This report contains results of a formal statistical analysis of the association of high prices
for home heating fuel with out-migration from rural Alaska communities, using data from
Alaska Permanent Fund Dividend applications from 2003 to 2015. Although anecdotal
reports have described hardships caused by the rising cost of fuel, this study is the first to
subject the hypothesis of fuel-related out-migration to rigorous statistical testing.
This study addressed five main research questions:
1. What is the evidence that out-migration from rural Alaska communities was associated
with fuel prices?
2. How sensitive are out-migration rates to fuel prices?
3. Does the effect of high prices on out-migration in communities with the chronically
high fuel prices differ from the effect across all communities of high-cost years?
4. How do effects of fuel prices on out-migration differ for regional hubs and smaller
5. How does the magnitude of the effect of fuel prices compare to that of other drivers of
mobility, such as employment and income?
The study region was defined as the area of western and northern Alaska with neither
road nor year-round water access. We divided this region into local areas consisting of the
nine Census Areas/Boroughs in the region with the regional hub communities of
Dillingham, Bethel, Nome, Barrow/Utqiagvik, and Kotzebue separated from smaller
villages in their respective Census Areas/Boroughs.

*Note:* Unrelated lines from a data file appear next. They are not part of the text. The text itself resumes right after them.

PR #1329, opened 2023-11-30
Improve error page

rileyhgrant:
Adds a text entry field to the error page, and includes the error message in the message body so that if someone changes the title  the original error will still be there.

Example error page for possible local testing: http://localhost:8008/gene/ENSG00000169174?dataset=gnomad_r3?dataset=gnomad_r4

---

- Text entry field on page (rather utilitarian right now, will style if this is a good solution)
  - 
- Text entry carries through to submitting an inssue
  - Screenshot 2023-11-30 at 13 49 07


rileyhgrant:
Direct away from email and to the browser section on the forum

rileyhgrant:
The added Discourse link creates a topic under the "Browser" category with a tag of "Bug". It auto populates the create topic popup with all the information that goes to Github issues or email.

Screenshot 2023-12-04 at 12 53 33

The wording of the error page has been changed in the hopes of directing users primarily to Github and Discourse.
Screenshot 2023-12-04 at 12 56 03

browser/src/ErrorBoundary.tsx
```diff
@@ -57,14 +63,45 @@ Browser: ${navigator.userAgent}
           <DocumentTitle title="Error" />
           <PageHeading>Something Went Wrong</PageHeading>
           <p>An error prevented this page from being displayed.</p>
+          <p>This is a bug.</p>
+          <p>
+            Please describe what you did to cause this page crash
```
phildarnowsky-broad, line 68: Let's soften this wording a bit, even sophisticated users like our audience can get defensive about their computer skills and to be fair, if the page is crashing, that's probably something _we_ did to cause it.

How about "Please describe what you were trying to do at the time the page crashed"?

phildarnowsky-broad (changes requested):
Codewise looks OK to me but I have a suggestion regarding some of the copy.

browser/src/ErrorBoundary.tsx
rileyhgrant: Aha, yep -- very good call.

phildarnowsky-broad (approved):

PR #1334, opened 2023-12-01
add a stategic patch merge to generate the cache bucket name

sjahl:
Allows for matching the cache bucket name with the cluster name / env tag

### DIFF
--- a/deploy/deployctl/subcommands/browser_deployments.py
+++ b/deploy/deployctl/subcommands/browser_deployments.py
@@ -29,10 +29,24 @@ patches:
   - patch: |-
       - op: add
         path: /metadata/annotations/iam.gke.io~1gcp-service-account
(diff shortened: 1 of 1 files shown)


sjahl:
Don't merge, I need to switch to kustomize syntax that isn't deprecated

sjahl:
@mattsolo1 OK, i think this is ready for review. Note that the following two kustomize deprecation warnings started to fire:
- https://kubectl.docs.kubernetes.io/references/kustomize/kustomization/vars/
- https://kubectl.docs.kubernetes.io/references/kustomize/kustomization/patchesstrategicmerge/

And these needed to be fixed, since they'll break pretty soon if anyone on our team happens to upgrade to a kubectl CLI version that includes a kustomize `>5.0` in it.

rileyhgrant (approved):

PR #1340, opened 2023-12-05
switch to a GKE initiated managedcertificate

sjahl:
We previously created a managedcertificate out of band, in setup.py. This switches to the GKE built-in managedcertificate object. This removes a chicken and egg scenario where we couldn't deploy the app until a cert was present, and couldn't issue the cert until there was an app present.


sjahl:
Sadly, I don't know if this is going to be able to be deployed without some kind of downtime. It's optimized for the first deployment, where you're probably not urgently waiting for the cert to be provisioned while your site is down.

Roughly, in my experience, it takes around 20 minutes from the time that the ManagedCertificate resource being applied, to the time that it's associated with the ingress. This only happens the first time, or after we delete the ManagedCertificate resource. Subsequent updates to the ingress don't trigger recreating the cert.

The alternative here is to analog the old setup script, and create a separate managed certificate with terraform: https://registry.terraform.io/providers/hashicorp/google/latest/docs/resources/compute_managed_ssl_certificate

But that terraform provider seems to come with a strongly worded warning that highlights some of the chicken-and-egg issues that I mentioned in the PR description.

I'd personally opt to use the changes from this PR over that, since waiting 20 minutes in rare circumstances seems like a better option than having a deploy process that has a convoluted number of steps when we have to start from scratch, but i'm interested to hear what others think.

rileyhgrant (approved):
Looks good to my eyes!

The statistical analysis examined five binary variables representing different types of
potential moves that an individual could make outside the local area of residence:
1. Leave rural Alaska (yes or no, all residents of the rural region);
2. Leave the local area (yes or no, all residents of the rural region);
3. If leave the local area, leave rural Alaska: (yes or no, residents leaving local area);
4. If leave a village, leave rural Alaska: (yes or no, residents leaving local area who
started in a smaller village and not a regional hub);
5. Leave rural Alaska (yes or no, regional hub residents only)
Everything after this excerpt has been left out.